Version 2.5
===========

-   A bug was causing a lot of data going over the wire each time
    FSCrawler was running. To fix this issue, we changed the default
    mapping and we set ``store: true`` on field ``file.filename``. If
    this field is not stored and ``remove_deleted`` is ``true``
    (default), FSCrawler will fail while crawling your documents. You
    need to create the new mapping accordingly and reindex your existing
    data either by deleting the old index and running again FSCrawler or
    by using the `reindex
    API <https://www.elastic.co/guide/en/elasticsearch/reference/current/docs-reindex.html>`__
    as follows:

    ::

       # Backup old index data
       POST _reindex
       {
         "source": {
           "index": "job_name"
         },
         "dest": {
           "index": "job_name_backup"
         }
       }
       # Remove job_name index
       DELETE job_name

    Restart FSCrawler with the following command. It will just create the
    right mapping again.

    .. code:: sh

       $ bin/fscrawler job_name --loop 0

    Then restore old data:

    ::

       POST _reindex
       {
         "source": {
           "index": "job_name_backup"
         },
         "dest": {
           "index": "job_name"
         }
       }
       # Remove backup index
       DELETE job_name_backup

    The default mapping changed for FSCrawler for ``meta.raw.*`` fields.
    Might be better to reindex your data.

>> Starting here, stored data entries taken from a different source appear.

Issue #1636, opened 2018-09-24
Hide early no-area garden, university, and add allotments


nvkelso:
```
            hide-until-z16-no-area:
                filter:
                    area: false
                    kind: [allotments, college, garden, university]
                    $zoom: { max: 16 }
                draw:
                    mapzen_icon_library:
                        visible: false
```

nvkelso:
Seems like we don't have **allotments** in the POIs layer, but do in Landuse layer. We should add to POIs layer. (We already have **garden** in both places.)

- allotment node: https://www.openstreetmap.org/node/1271465901
- allotment way: https://www.openstreetmap.org/way/32055218

**Garden** node:

- SF botanical garden has garden nodes within garden way, example node: https://www.openstreetmap.org/node/2969748430.

Seems like **college** nodes already default to zoom 16 so no-op.

But **university** nodes default to zoom 15 now, should go to 16.

- https://www.openstreetmap.org/node/4628353540

nvkelso:
The `allotments` examples in the PR are showing up as **landuse** `label_placement` points instead? That's not a ship block, but we should investigate and possibly file issue for next milestone.

![image](https://user-images.githubusercontent.com/853051/50331641-32896400-04b4-11e9-9f97-5d000a8a6a46.png)

The SF garden example point still has min_zoom 16 not 17.

Perhaps this isn't on **staging**?

zerebubuth:
Yup, nothing merged more recently than 2018-12-14 will be on staging, sorry.

nvkelso:
Verified on staging.

PR #1742, opened 2018-12-19
Hide early gardens, allotments, university

zerebubuth:
Hide early point (no area) gardens, universities. Add allotments as a POI type (was already landuse).

Gardens without an area should already have been allocated a [`min_zoom` of 16](https://github.com/tilezen/vector-datasource/blob/fac4f71a526f4eada6144f08783b8d2e3d98c589/yaml/pois.yaml#L853).

Connects to #1636.

### DIFF
--- a/integration-test/1636-hide-early-no-area-garden.py
+++ b/integration-test/1636-hide-early-no-area-garden.py
@@ -1,0 +1,97 @@
+# -*- encoding: utf-8 -*-
+from . import FixtureTest
+
+
+class HideEarlyNoAreaGardenTest(FixtureTest):
+
+    def test_allotments_node(self):
+        import dsl
+
+        z, x, y = (16, 32683, 21719)
+
+        self.generate_fixtures(
+            # https://www.openstreetmap.org/node/1271465901
+            dsl.point(1271465901, (-0.4660196, 51.7557019), {
+                'landuse': u'allotments',
+                'name': u'Midland Hill Allotments',
+                'source': u'openstreetmap.org',
+            }),
+        )
+
+        self.assert_has_feature(
+            z, x, y, 'pois', {
+                'id': 1271465901,
+                'kind': u'allotments',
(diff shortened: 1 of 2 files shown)


yaml/pois.yaml
```diff
@@ -835,7 +835,14 @@ filters:
   ############################################################
   # TIER 6
   ############################################################
-  # allotments - no POI
+  # allotments
+  - filter:
+      landuse: allotments
+    min_zoom: 16
```
nvkelso: Gardens and allotments are basically the same, they should share the same zoom:

>     min_zoom: { min: [ { max: [ 12, { col: zoom }, *tier6_min_zoom ] }, 16 ] }

Or better yet just expand the existing garden filter, like I'll comment?

yaml/pois.yaml
```diff
@@ -548,7 +548,7 @@ filters:
       tier: 3
   # university
   - filter: {amenity: university}
-    min_zoom: { min: [ { max: [ { sum: [ { col: zoom }, 2.55 ] }, *tier3_min_zoom ] }, 15 ] }
+    min_zoom: { min: [ { max: [ { sum: [ { col: zoom }, 2.55 ] }, *tier3_min_zoom ] }, 16 ] }
```
nvkelso: Just noting for review that **college** was already set to default `min_zoom: 16` so no action was needed there.

integration-test/1636-hide-early-no-area-garden.py
```diff
@@ -0,0 +1,97 @@
...
+                'source': u'openstreetmap.org',
+            }),
+        )
+
+        # should have point in POIs
+        self.assert_has_feature(
+            z, x, y, 'pois', {
+                'id': 32055218,
+                'kind': u'allotments',
+                'min_zoom': 16,
```
nvkelso: Should be large enough test to see it show up in zoom 15.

-   The ``excludes`` parameter is also used for directory names. But this
    new implementation also brings a breaking change if you were using ``excludes``
    previously. In the previous implementation, the regular expression was only applied
    to the filename. It's now applied to the full virtual path name.

    For example if you have a ``/tmp`` dir as follows:

    .. code::

        /tmp
        └── folder
            ├── foo.txt
            └── bar.txt

    Previously excluding ``foo.txt`` was excluding the virtual file ``/folder/foo.txt``.
    If you still want to exclude any file named ``foo.txt`` whatever its directory
    you now need to specify ``*/foo.txt``:

    .. code:: json

       {
         "name" : "test",
         "fs": {
           "excludes": [
             "*/foo.txt"
           ]
         }
       }

    For more information, read :ref:`includes_excludes`.

- For new indices, FSCrawler now uses ``_doc`` as the default type name for clusters
  running elasticsearch 6.x or superior.